To investigated whether norcantharidin reverses the tumor-promoting effects of ISG15 in HCC cells, Hep3B cells were transfected with an ISG15 overexpression plasmid and then treated with norcantharidin. The transfection efficiency was measured using RT-qPCR and western blot analysis. It was revealed that ISG15 was significantly overexpressed in Hep3B cells transfected with the plasmid, as compared with the control group (P<0.001; Fig. 3A and B). Cell proliferation and apoptosis were then analyzed. As presented in Fig. 3C and D, ISG15 overexpression alone significantly increased the cell proliferation and colony formation ability compared with the control group (P<0.001). By contrast, treatment with norcantharidin resulted in marked reduction in cell proliferation and colony formation compared with the control (P<0.001). However, the combination treatment significantly reduced the norcantharidin-induced inhibition of cell proliferation and colony formation, suggesting that ISG15 overexpression may reverse the antiproliferative effect of norcantharidin (P<0.001; Fig. 3C and D). Furthermore, the results of Annexin V/PI staining analysis revealed that norcantharidin induced marked cell apoptosis (P<0.001; Fig. 3E), while ISG15 overexpression reversed the effect of norcantharidin on the apoptosis of Hep3B cells (P<0.001; Fig. 3E). The results suggest that ISG15 overexpression can reverse the inhibitory effects of norcantharidin on HCC cells.
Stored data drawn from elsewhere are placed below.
PR #17594, opened 2020-09-05
Fix asan r2pipe test by updating libasan and using LD_PRELOAD

kazarmy:

**Detailed description**

This pr attempts to fix the following (https://travis-ci.com/github/radareorg/radare2/jobs/381284399#L3420):

asan-r2pipe

by updating to libasan 6 and using LD_PRELOAD.

**Test plan**

The above asan test is fixed. All non-asan builds are green.

**Closing issues**

...


ret2libc:
I will review once it is not draft anymore. I think @kazarmy is still testing what works and what not

kazarmy:
There appears to be at least 1 debug test that can block r2r frequently enough to be a problem.

XVilka:
@abcSup @yossizap  the problematic tests are for the reverse debugging, could you please take a look?

abcSup:
I will take a look soon.

kazarmy:
> @abcSup @yossizap the problematic tests are for the reverse debugging, could you please take a look?

The tests work if there's no blanket `LD_PRELOAD=/usr/lib/x86_64-linux-gnu/libasan.so.6`, so the problem might be with libasan.

binr/r2r/run.c
```diff
@@ -1203,6 +1203,19 @@ R_API R2RTestResultInfo *r2r_run_test(R2RRunConfig *config, R2RTest *test) {
 	}
 	}
 	bool broken = r2r_test_broken (test);
+#if ASAN
+# if !R2_ASSERT_STDOUT
```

The expression levels of apoptosis-associated proteins in HCC cells were detected by western blot analysis. As presented in Fig. 4A, treatment with norcantharidin alone significantly increased the protein expression levels of Bax, caspase-3 and caspase-9, and decreased Bcl-2 expression (P<0.01). Downregulation of ISG15 markedly aggravated the effects of norcantharidin on expression of apoptosis-associated proteins in HCC cells. Furthermore, overexpression of ISG15 was observed to significantly inhibit the expression levels of Bax, caspase-3 and caspase-9, and increase Bcl-2 expression, as compared with the control group (P<0.05; Fig. 4B). Upon combined treatment with the plasmid and norcantharidin, ISG15 overexpression was found to markedly reverse the effect of norcantharidin on the protein expression. These findings suggest that proteins associated with apoptosis were regulated by ISG15 and norcantharidin treatment.